- Serbian: Ustanička ulica
- Directed by: Miroslav Terzić
- Written by: Ðorde Milosavljević; Nikola Pejaković; Filip Švarm;
- Produced by: Gordan Kičić
- Starring: Gordan Kičić; Uliks Fehmiu; Rade Šerbedžija; Petar Božović;
- Production company: Kombajn Film
- Release date: 12 March 2012;
- Running time: 91 minutes
- Country: Serbia
- Language: Serbian

= Redemption Street =

Redemption Street (Устаничка улица) is a 2012 Serbian political thriller directed by Miroslav Terzić. The film's screenplay was co-written by Ðorđe Milosavljević and Nikola Pejaković with input from journalist Filip Švarm.

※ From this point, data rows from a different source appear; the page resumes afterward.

PR #2814, opened 2024-05-29
Fix typo

pzeballos:
email is wrong. It should be support@buildkite.com


gilesgas (approved):
Whoops! Thanks @pzeballos !

PR #2826, opened 2024-06-06
removed the experiment highlight from the k8s implementation doc

LiamPClancy:
the usage of the k8s stack was been called out in the documentation as experimental and this is not the case. 
I have removed the experimental callout for the k8s service in the docs.


DrJosh9000 (approved):
Yep this bit is definitely wrong 🔪 🔪 🔪

DrJosh9000 (approved):
Even better!

mbelton-buildkite (approved):

gilesgas (approved):

PR #2831, opened 2024-06-12
Add details about API calls for creating pipelines requiring the appr…

gilesgas:
…opriate cluster ID value to be specified in the request.


tessereth (approved):
Thanks for adding this!

PR #2833, opened 2024-06-13
REST api docs: Update example json with correct agent web_url formats

l-suzuki:
I recently fixed a bug where we're displaying incorrect web_url or agents in the REST api. This PR updates the docs with the correct web_url format. UUIDs used were generated randomly.


zhming0 (approved):

gilesgas:
Thanks for this @l-suzuki !

PR #296, opened 2024-12-14
Sort slash results so best match is first

chrischrischris:
Closest match that starts with slash input first, then closest match within string then the rest alpha sorted


auniverseaway (approved):
This is _so_ unnecessary, but 👍.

It premiered on 13 March 2012.

==Plot==
Dušan Ilić (Gordan Kičić), employed at the Serbian state prosecutor's office, gets a top secret case to investigate a war crime committed during Yugoslav Wars by a disbanded paramilitary unit. He manages to find Mićun (Uliks Fehmiu) who's the only surviving witness.

==Cast==
- Gordan Kičić as Dušan Ilić
- Uliks Fehmiu as Sredoje Govoruša a.k.a. Mićun Duvnjak
- Rade Šerbedžija as Vraneš
- Petar Božović as Grbavi

==Production==
The movie's producer is Gordan Kičić through his production company Kombajn Film. He reportedly turned to Ustanička ulica after trying, and ultimately failing, to secure financing for two previous projects — film adaptations of Marko Vidojković's Kandže and Biljana Srbljanović's Beogradska trilogija.

The filming of Ustanička ulica started on 13 April 2011 and wrapped up on 4 June with 42 shooting days in total on locations in Belgrade, Vojvodina, and Golubac.

==Reaction==
Watching Ustanička ulica prompted screenwriter and former film critic Dimitrije Vojnov into posting a scathing blog entry on the recent state of contemporary Serbian cinema and Serbian movie audiences' viewing habits, while also reviewing Ustanička ulica itself. He's of the opinion that Serbian film theatre audiences have been conditioned into rejecting ambitious and well-crafted cinematic projects, referring to it as a "crisis of reception on the part of Serbian audiences" and blaming it on "years of being submerged in the residue of Serbian anti-films that mock any film form or standards". He thus expressed concern that Ustanička ulica, "a movie that doesn't pander or resort to sensationalism, will be ignored by the audiences much like similarly ambitious and well-executed Dejan Zečević's Neprijatelj was last year".

==Critical reception==
The film received mixed reviews.

Writing for web magazine Popboks, Đorđe Bajić opines that "despite being promoted as a provocative political film, it's hard to imagine Ustanička ulica generating any kind of political discussion", adding: "Yes, there are politics in this movie, but they've largely been marginalized and pushed to the side. Additionally, the film's politics have downright been rendered inconsequential by the screenplay gaffes". He further praises Miroslav Terzić's direction and Fehmiu's portrayal of Mićun/Sredoje, but has big problems with the "film's second-rate screenplay that seriously erodes its overall credibility", saying: "It's hard to believe such an ambitious film even went into production with a script full of glaring dramaturgical oversights and uneven parts, including one unbelievable and unnecessary coincidence, forced parallelism, numerous naivetés, mishandled characters, two-bit dialogues..."

Along similar lines, Dubravka Lakić of Politika praises the film's polished look ("brings American movies and television crime dramas to mind") and atmosphere in addition to Terzić's directorial skills as well as director of photography Miladin Čolaković's camera work, while having issues with the film's wider context and its screenplay. She disapproves of the "way the screenwriters divide Serbs in two groups by pinning the war crimes guilt squarely on Serbs from outside of Serbia, while absolving Serbs from Serbia of everything". Furthermore, she feels the screenplay is the movie's weakest link as it "contains script gaffes, dramaturgical oversights, as well as far too many coincidences, parallels, and arbitrary decisions, even occasional naive characterization with several characters completely mishandled".

Blics Milan Vlajčić concludes his review by calling Ustanička ulica a "refreshing event that's worthy of careful viewing in the pretty precarious contemporary Serbian cinema". Before that, much like other reviewers, he singles out the director Terzić, cinematographer Čolaković, and actor Fehmiu for praise while criticizing the screenplay "whose arbitrary coincidences undermine the story's believability".